His head swiveled around and he stared at me. He didn’t move. I had Smitty’s gun in my right hand. I went over and took the phone out of his hand and cradled it. Then I backed off from him and said, “You better pick up your cigarette. It’s burning the rug.”
He picked it up, moving like a robot, and put it in the ashtray beside the phone. It smoldered there, and he stared at the gun.
I said, “Ganolese threw you away. He’s got too much to worry about, and you’re just a cheap Harlem shyster. He can replace you with a nod of his head.”
“No.” The word jolted out of him. His hands started to twitch together in his lap. “Ed listens to me. Ed respects my advice.”
“He threw you away.”
“Oh, God!” His hands snapped up and covered his face.
I crossed the room and sat down opposite him and waited for him to finish. When he finally took his hands down, his eyes were red and puffed, his flat cheeks gleamed wet. The little mustache was only silly, like a little girl wearing her mother’s shoes.

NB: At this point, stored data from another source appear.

PR #2167, opened 2026-08-23
Fix for CVW RV32IMC

davidharrishmc:
- Avoid testing mstatus.MPP = 01 when S is not implemented
- Update Sail.json to reflect FIOM not supported on RV32IMC
- Remove Sm from Makefile exclusion now that it works robustly
- Remove Svpbmt from exclusions; it now runs on RV64GC.  Root cause of why it was failing or what change fixed it has not been found.  Could be a memory interlock issue similar to https://github.com/openhwgroup/cvw/issues/1766 that is still failing on Sv.


jordancarlin (approved):
I have some ideas on how to restructure our CSR tests to remove a lot of the complexity that is growing in these functions and make it much easier to gate specific fields. I will follow up with another PR implementing that later. This approach is fine for now.

PR #2170, opened 2026-08-24
T-SBI Handler Fixes

davidharrishmc:
rvtest_setup.h: use RVTEST_TSBI_GOTO_MMODE in epilogue that works from any mode
rvtest_trap_handler.h: fixes to forwarding requests to M-mode
ExceptionsSm.py (simplify going to M-mode)
Sm: medelegh support for Clang, robust mtime_poll


davidharrishmc:
This break RVTEST_GOTO_MMODE.  Pause until some of the other PRs are merged including Jordan's boot code, and then solve more gracefully, possibly replacing with RVTEST_TSBI_GOTO_MMODE.

UPDATE: only breaks RVTEST_GOTO_MMODE for tests that don't boot with BOOT_TO_MMODE.  InterruptsU needed fixing because it boots to U mode.  Other suites with RVTEST_GOTO_MMODE  intended to operate below M mode will need to be ported during SBI conversion booting to lower modes.

UmerShahidengr (approved):

PR #2171, opened 2026-08-24
SmV speedup and reduce default TESTCASES_PER_PRIV_FILE

davidharrishmc:
Chunked slowest coverpoint to reduce to < 100k instructions per SmV_vl_walk-0*.S file.


generators/testgen/src/testgen/priv/extensions/SmV.py
```diff
@@ -538,30 +523,38 @@ def _gen_vl_walking1s_sew_lmul(test_data: TestData, temp_reg: int) -> list[str]:
         "#define RVTEST_SEW 0",
         "#define VDSEW 0",
     ],
+    testcases_per_file=512,  # csrw vl always traps, so split the vl_walk tests for runtime
```
jordancarlin: We seem to be setting this in most of the priv files. Should we change the default and then just increase it for Ssstrict instead of decreasing it manually in most suites?

generators/testgen/src/testgen/priv/extensions/SmV.py
```diff
@@ -62,54 +62,34 @@ def _gen_vcsrrswc(test_data: TestData, temp_reg: int) -> list[str]:
...
-            lines.append(f"csrc {csr}, x{mask_reg}  # clear all bits")
-            lines.append(test_data.add_testcase(f"{csr}_bit_{i}", coverpoint, _CG))
-            lines.append(f"csrw {csr}, x{walk_reg}  # walking-1 bit {i}")
-            lines.append(f"slli x{walk_reg}, x{walk_reg}, 1")
-        lines.append("#endif")
+            tc.code.append(f"csrc {csr}, x{mask_reg}  # clear all bits")
+            tc.code.append(test_data.add_testcase(f"{csr}_bit_{i}", coverpoint, _CG))
+            tc.code.append(f"csrw {csr}, x{walk_reg}  # walking-1 bit {i}")
+            tc.code.append(f"slli x{walk_reg}, x{walk_reg}, 1")
+        tc.code.append("#endif")
```
jordancarlin, line 81: Any reason this can't use the standard csr_walk function?

generators/testgen/src/testgen/priv/extensions/SmV.py
```diff
@@ -62,54 +62,34 @@ def _gen_vcsrrswc(test_data: TestData, temp_reg: int) -> list[str]:
...
             )
-        )
-        + 1
-    ]
-    lines.extend(_set_vs(vs=3, temp_reg=temp_reg))
-    lines.extend(_vector_setup(temp_reg))
-    for csr in _VECTOR_CSRS_WR:
-        lines.append(f"# walking-1s on {csr}")
-        lines.append(f"LI(x{mask_reg}, -1)  # all 1s")
-        lines.append(f"LI(x{walk_reg}, 1)   # one-hot starting at bit 0")
```
jordancarlin, line 98: Wow. This test was very messed up before. Surprised we didn't catch this.

generators/testgen/src/testgen/priv/extensions/SmV.py
```diff
@@ -501,32 +481,37 @@ def _gen_vstart_oob(test_data: TestData, temp_reg: int) -> list[str]:
...
-                lines.append(f"csrw vl, x{walk_reg}  # bit {i}")
-                lines.append(f"slli x{walk_reg}, x{walk_reg}, 1")
-            lines.append("#endif")
-    test_data.int_regs.return_registers([walk_reg])
-    return lines
+                tc.code.append(f"vsetivli x{temp_reg}, 1, {sew_name}, {lmul_name}, tu, mu")
+                tc.code.append(test_data.add_testcase(f"vl_walk_{sew_name}_{lmul_name}_b{i}", coverpoint, _CG))
+                tc.code.append(f"csrw vl, x{walk_reg}  # bit {i}")
+                tc.code.append(f"slli x{walk_reg}, x{walk_reg}, 1")
+            tc.code.append("#endif")
```
jordancarlin, line 498: csr_walk?

jordancarlin (changes requested):

generators/testgen/src/testgen/priv/extensions/SmV.py
davidharrishmc: This has a vsetvli before each access.  Doesn't play nice with walk.

generators/testgen/src/testgen/priv/extensions/SmV.py
davidharrishmc: subtle differences.  Might be possible with some work, but not worth the bother.

generators/testgen/src/testgen/constants.py
```diff
@@ -29,7 +29,7 @@ def indent_asm(line: str) -> str:
 # Max testcases per test file before splitting into multiple files. Individual test
 # chunks won't be split, so if one test chunk exceeds this, the file will exceed this limit.
 TESTCASES_PER_FILE = 1000
-TESTCASES_PER_PRIV_FILE = 6000
+TESTCASES_PER_PRIV_FILE = 512
```
jordancarlin, line 32: Ssstrict* should probably override this to a larger number so that it doesn't result in hundreds of tests.

jordancarlin (changes requested):
One last comment and then there will be merge conflicts to sort out with #2154.

generators/testgen/src/testgen/constants.py
davidharrishmc: Ssstrict instruction count is a work in progress.  I've changed it to 8 for the time being because that helped me find and fix a ton of tool issues that were otherwise masked.  I'd rather come back to Ssstrict later after some issues are closed.

jordancarlin: Merging this PR as is will increase the number of tests for Ssstrict from around a dozen to close to 150. I'm fine with that for the moment, but we will need to get that sorted out later.

jordancarlin (approved):

PR #2178, opened 2026-08-24
Imperas override to fix MISA dependency

davidharrishmc:
Imperas requires a d_requires_f override to describe MISA D and F dependency correctly.


jordancarlin (approved):
Strange that this isn't the default since it is required behavior.

PR #2179, opened 2026-08-24
Sv test generator

davidharrishmc:
Starting to review the code, but this might do what we want.

The ELFs are instruction-identical to the originals,
except that SIGUPD_COUNT/TRAP_SIGUPD_COUNT have been computed exactly, causing some addresses to shift.

The .S files differ in white space and some punctuation.

The process found some anomalies in the original .S files that ought to be addressed:

  What the final rounds surfaced and encoded faithfully: Svadu's custom per-svmode code VAs (new va_code_override field) and the sv39-U-mode
  a4-vs-t0 register quirk; SvZicbo's manual bug where every mid-level DAU A-case writes SUPERPAGE_…LEVEL0 (macro name kept, level wrong);
  zicboz U-mode dropping the execute-only case; per-case S1P12P0 and RVMODEL_ACCESS_FAULT_ADDRESS guards inline in bodies.


UmerShahidengr (approved):

jordancarlin:
Closing. There will be a new version of this PR coming soon.

PR #2181, opened 2026-08-24
Adding tests of Sscofpmf

ayeshaanwaar05:
This PR contains tests of SscofpmfSm, SscofpmfS and SscofpmfU. 
Running on whisper and qemu.
Sail, Spike and Imperas do not have way to icrement counters .
Sail issue : https://github.com/riscv/sail-riscv/issues/1733
Spike issue : https://github.com/riscv-software-src/riscv-isa-sim/issues/2370


davidharrishmc:
Claude review of PR #2181 at `d8d9f77c3` (generators at `0adec4a16`; the head is a merge of act4). Built and run
together with #2115 on Spike, Sail, Whisper, and QEMU, rv32 and rv64. Coverage was reviewed on #2115 and is
not repeated here. Sail does not count HPM events (sail-riscv#1733), so every result that depends on a real
overflow is expected to differ between Sail and a counting DUT; those are noted but not treated as defects.

## Results as run

| Config | SscofpmfSm | SscofpmfS | SscofpmfU |
|---|---|---|---|
| sail (rv32/rv64-max, clang, RVA22/23, RVB23, optionals) | pass | pass | pass |
| spike-rv32-max, spike-rv64-max | -00 pass, -01 fails at `xinh_combo_00100` | fails at `xinh_combo_00100` | fails at `xinh_combo_00100` |
| whisper-rv64-max | -00 mip mismatch (MEIP), -01 OF set | `lcofip_priority_s_seip` OF set | `of_overflow_u` OF set |
| qemu-rv64-max | -00 mcause mismatch (no LCOFI), -01 OF set | `lcofip_priority_s_seip` OF set | `of_overflow_u` OF set |

The Whisper/QEMU "OF set" rows are the DUT counting while Sail does not. The Spike rows are a config problem,
item 3 below. ruff, ruff format, and pyright are clean.

## Blocking

1. **Nothing runs in CI, and the one place it would run cannot assemble.** `config/{sail,spike,whisper,qemu}/ci.yaml`
   all exclude the three suites, so the PR body's "running on whisper and qemu" is not what CI will do. The
   imperas configs (rv64-max, rv32gck, rv32gcv) are not excluded and declare Sscofpmf, so CI will build these
   suites there, and `config/imperas/imperas-rv64-max/rvmodel_macros.h` defines
   `RVMODEL_MHPMEVENT_CODE 0x00000000` with no parameter list. `RVMODEL_MHPMEVENT_CODE(x9, x5)` then expands to
   `0x00000000(x9, x5)`, which fails with "junk at end of line" (verified with the toolchain). Define it as a
   two-parameter `nop` like the other configs, or exclude the suites on imperas too.

2. **RV32 is not handled in the overflow and OF tests.** In `_generate_of_set_on_overflow_tests` the inhibit
   pattern is built as `RVMODEL_MHPMEVENT_VAL | (pattern << 58)` and loaded with `LI`, which truncates to 32
   bits, so on RV32 the pattern never reaches `mhpmevent3h` and the test always runs with no inhibits. The
   all-ones counter preload writes only `mhpmcounter3`; `mhpmcounter3h` is never written anywhere in the S test,
   so the 64-bit counter cannot overflow on RV32 at all. `_generate_lcofip_hw_only_tests` uses
   `OF_BIT = 1 << 63`, which is 0 after truncation, so OF is never set on RV32. Use `mhpmevent3h[31]` and an
   `RVMODEL_MHPMCOUNTERH` write on RV32, as the test plan already calls for.

3. **The Spike reference config has no HPM counters.** `config/spike/spike-rv*-max/sail.json` sets
   `writable_hpm_counters` to `0x7`, so Sail treats `mhpmevent3` as read-only zero while Spike implements it.
   Every inhibit-combination bin therefore fails on both Spike configs, starting at the first bit the test does
   not mask (`00100`). Whisper's json allows counters 3 to 10 and QEMU's allows all, which is why they get past
   this point. The PR should update the Spike json (or choose a counter both models implement).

He said, “He called me boy. Like the kid who shines his shoes.”
“Eddie Kapp is taking over,” I said. “Ganolese doesn’t have time for shoe-shine boys. Not even if they went to college.”
“He’s a son of a bitch. Goddamn him, I treated him right.”
“Drive me up there. I’ll put in a good word for you with Eddie Kapp.”
He stared at me a second, than shook his head. “Not a chance. Not a chance.”
“Ganolese is losing. If he was winning, he’d have the time to kid you along like always.”
“Oh,
damn!
” His eyes squeezed shut and he pounded the chair arms with clenched fists. “I never tommed!” he cried. “I never sucked! He treated me like a white man, he never made me play the color!”
“That was when he needed you.” I got to my feet. “Take me up there.”
He was calming again. He brooded at the wall. “He shouldn’t have hung up on me,” he whispered. “He shouldn’t have called me boy. He’s a slick wop, he’s nothing but.”
“Come along,” I said.
He looked at me, and started to calculate. “You’ll put in a good word for me with Kapp?”
It was easy to lie to him. “I will,” I said. “You’ve got no reason not to trust me.”
“All right,” he said. And bought himself an hour or two more of life.
His car was this year’s Buick, cream and blue, half a block away in a tow-away zone. He had a special permit in the windshield that let him park there.
He drove across 110th westward and turned north and boarded the Henry Hudson Parkway. I sat beside him, Smitty’s gun in my lap. We didn’t talk.
He took the George Washington Bridge into Jersey, and 17 a while. General Motors cars are all very much alike. The last time I rode this way, it was with Dad in an Oldsmobile one year older than this Buick. I was sitting in the same seat. I felt the nervousness creeping up from my stomach.
He left 17 and crossed the Jersey border back into New York State, still heading north. I said the first words spoken by either of us in the car: “How much farther?”
He looked quick at me, and then out at the highway again. “A little ways beyond Monsey,” he said. “Up in Rockland County.”
“What’s this Monsey? A town?”
“Yes. Small town, built up in the last few years.”
“Then they’ll have a shopping center. Stop at a sporting goods store.”